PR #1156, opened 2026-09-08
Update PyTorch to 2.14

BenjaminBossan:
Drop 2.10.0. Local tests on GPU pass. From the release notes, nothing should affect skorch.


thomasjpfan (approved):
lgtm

***

Goal of the exercise: Transcribe each record shown above, exactly.

Finished task:
PR #1156, opened 2026-09-08
Update PyTorch to 2.14

BenjaminBossan:
Drop 2.10.0. Local tests on GPU pass. From the release notes, nothing should affect skorch.


thomasjpfan (approved):
lgtm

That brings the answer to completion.